After bowling, we walked down a block or so to a restaurant. I generally try to eat healthy, but the only thing on the menu I could eat was fries, so I eat fries with cheese melted on top. I didn't feel so bad because they were homemade there. I try to worry more about where my food comes from than about its calories, per se. Anyway, we sat with Mark and his mom and M and her mom and talked about sensory integration issues, which apparently M has too. It turns out that one of the women in the group, C, is going for her PhD in OT and is already trained in the Alexander Techinque. C has Asperger's and went through Alexander Techinque herself and found it extremely helpful for sensory integration, so M's mom and my mom took her information. If I ever do have money, that's certainly something to keep in mind as an option.

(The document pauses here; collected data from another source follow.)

Issue #536, opened 2015-02-23
Expose VimState for extensibility


lloeki:
Having read access to an editor's `VimState` is bound to be very useful for third-partyvim-mode extensions such as [ex-mode](https://github.com/lloeki/ex-mode). Currently, this is completely prevented, even in the most hackish ways, because the references are unreachable, as they're trapped into a closure scope:

```
--- lib/vim-mode.coffee.orig	2015-02-23 11:04:48.000000000 +0100
+++ lib/vim-mode.coffee	2015-02-23 11:04:58.000000000 +0100
@@ -9,9 +9,9 @@
 
   activate: (state) ->
     @disposables = new CompositeDisposable
-    globalVimState = new GlobalVimState
+    @globalVimState = new GlobalVimState
     @statusBarManager = new StatusBarManager
-    vimStates = new WeakMap
+    @vimStates = new WeakMap
 
     @disposables.add atom.workspace.observeTextEditors (editor) =>
       return if editor.mini
```

Subsequently, `ex-mode` will be able to query an editor's VimState on its own:

```
VimMode = atom.packages.activePackages['vim-mode'].mainModule
VimMode.globalVimState
VimMode.vimStates.get(atom.workspace.getActiveEditor())
```

Alternatives such as implementing accessor methods (such as `VimMode.getGlobalState()` and `VimMode.getVimState(editor)`, possibly cloning the state objects to guarantee read-only-ness) or going full steam ahead and providing a versioned service, like [atom/status-bar](https://github.com/atom/status-bar/blob/master/package.json#L16) are equally welcome.

maxbrunsfeld:
Yeah, we need to provide a versioned service. I'd be open to a PR that adds one if you're interested in working on that.

lloeki:
I'm on it.

maxbrunsfeld:
Closed via #540.

PR #540, opened 2015-02-24
Publish vim-mode as an atom service

lloeki:
In response to #536.

This exposes `getState(editor)` along with `getGlobalState()` via a versioned `vim-mode` service. The consumer then has direct access to the editor's VimState instance. Therefore I made the service version equal to vim-mode's package version.

This will allow packages extending vim-mode to have access to its core state (such as registers, marks...) but also `pushOperations`, which offers a wealth of possibilities.

It may be advisable ultimately to box the VimState instance into a service proxy object, so as to expose a restricted and stable API, isolated from what amounts to the core of vim-mode. This may be too early though, as we may be too restrictive early on. I don't know what your versioning policy is, but this may be a worthy goal for vim-mode 1.0.

### DIFF
--- a/lib/vim-mode.coffee
+++ b/lib/vim-mode.coffee
@@ -9,23 +9,23 @@ module.exports =
 
   activate: (state) ->
     @disposables = new CompositeDisposable
-    globalVimState = new GlobalVimState
+    @globalVimState = new GlobalVimState
     @statusBarManager = new StatusBarManager
-    vimStates = new WeakMap
+    @vimStates = new WeakMap
 
     @disposables.add atom.workspace.observeTextEditors (editor) =>
       return if editor.mini
 
       element = atom.views.getView(editor)
 
-      if not vimStates.get(editor)
+      if not @vimStates.get(editor)
         vimState = new VimState(
           element,
           @statusBarManager,
-          globalVimState
+          @globalVimState
         )
 
-        vimStates.set(editor, vimState)
+        @vimStates.set(editor, vimState)
 
         @disposables.add new Disposable =>
           vimState.destroy()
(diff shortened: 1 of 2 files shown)


lib/vim-mode.coffee
```diff
@@ -33,8 +33,18 @@ module.exports =
...
+
   consumeStatusBar: (statusBar) ->
     @statusBarManager.initialize(statusBar)
     @statusBarManager.attach()
     @disposables.add new Disposable =>
       @statusBarManager.detach()
+
+  provideVimMode: ->
+    getGlobalState: @getGlobalState.bind(@)
+    getState: @getState.bind(@)
```
maxbrunsfeld: I think I'd rather have this be called `getEditorState` to make it clear that you need to pass a `TextEditor`. You cool w/ that @lloeki?

package.json
```diff
@@ -19,5 +19,13 @@
         "^0.58.0": "consumeStatusBar"
       }
     }
+  },
+  "providedServices": {
+    "vim-mode": {
+      "description": "",
+      "versions": {
+        "0.33.0": "provideVimMode"
```
maxbrunsfeld: In general, we don't intent to have these service versions match the package versions, since the package may go through many versions w/o changing its API. I believe we made this mistake in the status-bar service, which made for a confusing example.

Would you mind changing this to `0.1.0`? I think that is a good default to use, since the service is still new and should be considered somewhat unstable/evolving.

maxbrunsfeld:
Left some minor comments. Otherwise, looks good :+1:.

maxbrunsfeld:
> This may be too early though, as we may be too restrictive early on. I don't know what your versioning policy is, but this may be a worthy goal for vim-mode 1.0.

Sounds reasonable to me.

lib/vim-mode.coffee
lloeki: No problem, I wasn't sure about the name either.

package.json
lloeki: That's sensible.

We headed home to trick or treaters after that. I was exhausted. It was a good day.

This is totally in its infancy, so don't get all wound up now, but it bears mentioning that I'm going on a date with one of the guys from my group. Justin is 28 and works in social work with MHMR. Yes he has autism, and he's also super smart and outgoing and nice and kind. When you have autism, dating isn't one of the easier things. So far, we both think we're pretty lucky.